In [25]: with threadpool_limits(limits=1, user_api="openmp"):
    ...:     %timeit index_flat.sa_encode(xb[:1])
    ...:
3.06 µs ± 14.8 ns per loop (mean ± std. dev. of 7 runs, 100,000 loops each)

In [24]: %timeit index_flat.sa_encode(xb[:1])
3.07 µs ± 4.64 ns per loop (mean ± std. dev. of 7 runs, 100,000 loops each)

In [21]: with threadpool_limits(limits=1, user_api="openmp"):
    ...:     %timeit index_sq8.sa_encode(xb[:1])
    ...:
4.19 µs ± 4.84 ns per loop (mean ± std. dev. of 7 runs, 100,000 loops each)

In [22]: %timeit index_sq8.sa_encode(xb[:1])
8.2 µs ± 439 ns per loop (mean ± std. dev. of 7 runs, 100,000 loops each)

In [37]: with threadpool_limits(limits=1, user_api="openmp"):
    ...:     %timeit index_ivf_sq8.sa_encode(xb[:1])
    ...:
1.05 ms ± 474 ns per loop (mean ± std. dev. of 7 runs, 1,000 loops each)

In [38]: %timeit index_ivf_sq8.sa_encode(xb[:1])
1.24 ms ± 25.5 µs per loop (mean ± std. dev. of 7 runs, 1,000 loops each)

Adding follows exactly the same

In [27]: with threadpool_limits(limits=1, user_api="openmp"):
    ...:     %timeit index_flat.add(xb[:1])
    ...:
3.35 µs ± 1.82 µs per loop (mean ± std. dev. of 7 runs, 100,000 loops each)

In [26]: %timeit index_flat.add(xb[:1])
3.26 µs ± 916 ns per loop (mean ± std. dev. of 7 runs, 100,000 loops each)

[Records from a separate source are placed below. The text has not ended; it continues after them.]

PR #4866, opened 2025-06-22
Refactor timestamps to `Instant` in discovery methods

jlaur:
Continuation of #4026, this time finishing the job by changing the API.

Methods related to discovery now use `Instant` rather than `long` for timestamps. This provides type safety, clarity and integration with the modern `java.time` API.

I have kept all existing methods, but immediately deprecated them. The `Instant` overload for `removeOlderResults` in the `DiscoveryListener` interface has a default implementation delegating to the `long` overload, so it is non-breaking now since an implementation is not required.

The proposed next phases:
1. Refactor add-ons to use the new methods. Prepared here: openhab/openhab-addons#18838.
2. Minor release: Invert the delegation: Make the `long` method a default method delegating to `Instant`.
   Make the `Instant` method abstract — implementors must now provide it.
3. Major release: Remove the deprecated `long` method entirely from the interface.
   Implementors who didn’t remove `@Override` on the legacy method in previous phase will get a compile error.

### DIFF
--- a/bundles/org.openhab.core.config.discovery/src/main/java/org/openhab/core/config/discovery/AbstractDiscoveryService.java
+++ b/bundles/org.openhab.core.config.discovery/src/main/java/org/openhab/core/config/discovery/AbstractDiscoveryService.java
@@ -352,8 +352,22 @@ public abstract class AbstractDiscoveryService implements DiscoveryService {
      * as timestamp.
      *
      * @param timestamp timestamp, older results will be removed
+     * @deprecated Use {@link #removeOlderResults(Instant)} instead.
      */
+    @Deprecated(since = "5.0", forRemoval = true)
     protected void removeOlderResults(long timestamp) {
+        removeOlderResults(Instant.ofEpochMilli(timestamp));
+    }
+
+    /**
+     * Call to remove all results of all {@link #supportedThingTypes} that are
+     * older than the given timestamp. To remove all left over results after a
+     * full scan, this method could be called {@link #getTimeOfLastScan()}
+     * as timestamp.
+     *
+     * @param timestamp timestamp, older results will be removed
+     */
+    protected void removeOlderResults(Instant timestamp) {
         removeOlderResults(timestamp, null, null);
     }
 
@@ -365,8 +379,23 @@ public abstract class AbstractDiscoveryService implements DiscoveryService {
      *
      * @param timestamp timestamp, older results will be removed
      * @param bridgeUID if not {@code null} only results of that bridge are being removed
+     * @deprecated Use {@link #removeOlderResults(Instant, ThingUID)} instead.
      */
+    @Deprecated(since = "5.0", forRemoval = true)
     protected void removeOlderResults(long timestamp, @Nullable ThingUID bridgeUID) {
+        removeOlderResults(Instant.ofEpochMilli(timestamp), null);
+    }
+
+    /**
+     * Call to remove all results of all {@link #supportedThingTypes} that are
+     * older than the given timestamp. To remove all left over results after a
+     * full scan, this method could be called {@link #getTimeOfLastScan()}
+     * as timestamp.
+     *
+     * @param timestamp timestamp, older results will be removed
+     * @param bridgeUID if not {@code null} only results of that bridge are being removed
+     */
+    protected void removeOlderResults(Instant timestamp, @Nullable ThingUID bridgeUID) {
         removeOlderResults(timestamp, null, bridgeUID);
     }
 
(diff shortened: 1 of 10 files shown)


jlaur:
In the addons repo there are many usages like this:
```java
removeOlderResults(getTimestampOfLastScan());
```

I'm tempted to suggest skipping all these proposed compatibility phases and instead prepare full addons PR. Usages like this one wouldn't need to be changed at all, whereas with the multi-phased approach I need to use a new name for `getTimestampOfLastScan`:
```java
removeOlderResults(getTimeOfLastScan());
```

The downside is that it also affects bindings in other repositories. I guess they still need to be adapted to 5.0 anyway, and the required changes would be simple and few.

WDYT?

**EDIT**: The only breaking change I would actually propose to do initially is changing the return type of `getTimeOfLastScan()` to `Instant` to avoid introducing another method with a different name, leading to many changes as a consequence. I believe this can be done in a safe way - see openhab/openhab-addons#18845. After merging that PR, nothing should break. Let me know if you agree, and I can adapt this PR to remove `getTimeOfLastScan()` again and change `getTimestampOfLastScan()` to return `Instant`.

jlaur:
openhab/openhab-addons#18845 has been merged, so I could go ahead and adapt this PR to remove `getTimeOfLastScan()` again and change `getTimestampOfLastScan()` to return `Instant`. Would that be acceptable?

wborn:
> So I could go ahead and adapt this PR to remove getTimeOfLastScan() again and change getTimestampOfLastScan() to return Instant. Would that be acceptable?

If you make breaking changes you might as well not keep the deprecated interfaces at all. I'm fine with that as long as the code in all OH repos keeps compiling. :slightly_smiling_face:

jlaur:
> > So I could go ahead and adapt this PR to remove getTimeOfLastScan() again and change getTimestampOfLastScan() to return Instant. Would that be acceptable?

> If you make breaking changes you might as well not keep the deprecated interfaces at all. I'm fine with that as long as the code in all OH repos keeps compiling. 🙂

I have now made the breaking change for `getTimestampOfLastScan()` so that it now returns `Instant`. With openhab/openhab-addons#18845 already merged, I believe the PR in its current form will not break openhab-addons or the zigbee/zwave repos.

I have verified by building a few bindings, both some of those prepared by openhab/openhab-addons#18845 and those using `removeOlderResults(getTimeOfLastScan());`. However, I'm currently facing some issues with a full addons build:
```
[INFO] --- karaf:4.4.7:verify (karaf-feature-verification) @ org.openhab.automation.groovyscripting ---
[INFO] Using repositories: https://openhab.jfrog.io/openhab/libs-release@id=openhab-release,https://openhab.jfrog.io/openhab/libs-snapshot@id=openhab-snapshot@noreleases@snapshots,https://repo1.maven.org/maven2@id=central
#
# A fatal error has been detected by the Java Runtime Environment:
#
#  EXCEPTION_ACCESS_VIOLATION (0xc0000005) at pc=0x00007ffd6da8d536, pid=9168, tid=16980
#
# JRE version: Java(TM) SE Runtime Environment (21.0.5+9) (build 21.0.5+9-LTS-239)
# Java VM: Java HotSpot(TM) 64-Bit Server VM (21.0.5+9-LTS-239, mixed mode, sharing, tiered, compressed oops, compressed class ptrs, g1 gc, windows-amd64)
# Problematic frame:
# V  [jvm.dll+0x13d536]
```

so I have been so far unable to fully verify.

I agree with your suggestion to not keep the deprecated interfaces at all, but with this approach there will be a strict dependency between the repos, so this PR would break addons until openhab/openhab-addons#18838 is adapted and merged as well. I can do that, but would it be acceptable as well to go through the iterations in an accelerated way, so that this PR is merged first, and I will then immediately prepare the next steps so we'll reach the same result within the next day or two? I think this will reduce the risk a bit and put less stress on me. 😄 Both approaches are fine me with as well though.

jlaur:
> so I have been so far unable to fully verify.

I'm running a full build now after upgrading to JDK 21.0.7, which seems to work better.

jlaur:
> > so I have been so far unable to fully verify.
> 
> I'm running a full build now after upgrading to JDK 21.0.7, which seems to work better.

Everything seems fine so far, although I had to create openhab/openhab-addons#18890 because a new binding got merged in the meantime. In any case, that PR must be merged before this one.

wborn:
> this PR is merged first, and I will then immediately prepare the next steps so we'll reach the same result within the next day or two? 

Sound good to me!

wborn (approved):
Thanks for the refactoring!

jlaur:
> > this PR is merged first, and I will then immediately prepare the next steps so we'll reach the same result within the next day or two?
> 
> Sound good to me!

Excellent, thanks! Thanks for the review and merge - perhaps you can trigger a new core build, so that I can proceed with the addons changes and make the build pass?

wborn:
Yes I already triggered it. 😉

lolodomo:
@jlaur : looks like one of your very recent changes in core framework broke the remote openHAB binding:
https://community.openhab.org/t/openhab-5-0-snapshot-discussion/161404/26
It could be this PR or one of few linked PRs.

This PR should be marked as breaking change, no ?

Edit: I have now a doubt, it could have no link with your recent changes, it is just the REST API to get thing that is failing for the user, maybe because it did not set properly the required token.

Nadahar:
There is a regression here - I just noticed that the discovery timestamps in the JSONDB and in the log are in the wrong timezone. While `Date` "cheats" and uses the JVM default timezone in `toString()` (because internally it too is in UTC), `Instant` doesn't - and the result is that the stored and logged information doesn't make sense to those that don't happen to use UTC.

PR #4867, opened 2025-06-23
[semantic tags] Add undefined point, equipment, location tags

andrewfg:
This PR adds generic undefined Point, Equipment, and Location tags. (For backwards compatibility).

In [29]: with threadpool_limits(limits=1, user_api="openmp"):
    ...:     %timeit index_sq8.add(xb[:1])
    ...:
3.7 µs ± 459 ns per loop (mean ± std. dev. of 7 runs, 100,000 loops each)

In [28]: %timeit index_sq8.add(xb[:1])
7.37 µs ± 394 ns per loop (mean ± std. dev. of 7 runs, 100,000 loops each)

In [31]: with threadpool_limits(limits=1, user_api="openmp"):
    ...:     %timeit index_ivf_sq8.add(xb[:1])
    ...:
1.05 ms ± 449 ns per loop (mean ± std. dev. of 7 runs, 1,000 loops each)

In [32]: %timeit index_ivf_sq8.add(xb[:1])

1.26 ms ± 62.8 µs per loop (mean ± std. dev. of 7 runs, 1,000 loops each)

I checked the Faiss code again and saw nothing wrong. My best guess is just mkl multithreading kicking in with single-vec.

mdouze commented 1 year ago

Hmm right, encoding a single vector triggers a dynamic allocation + omp parallel for unconditionally... So lots of overhead

https://github.com/facebookresearch/faiss/blob/main/faiss/impl/ScalarQuantizer.cpp#L1156

Fixing this would require restructuring the templates of SQ, a lot of work.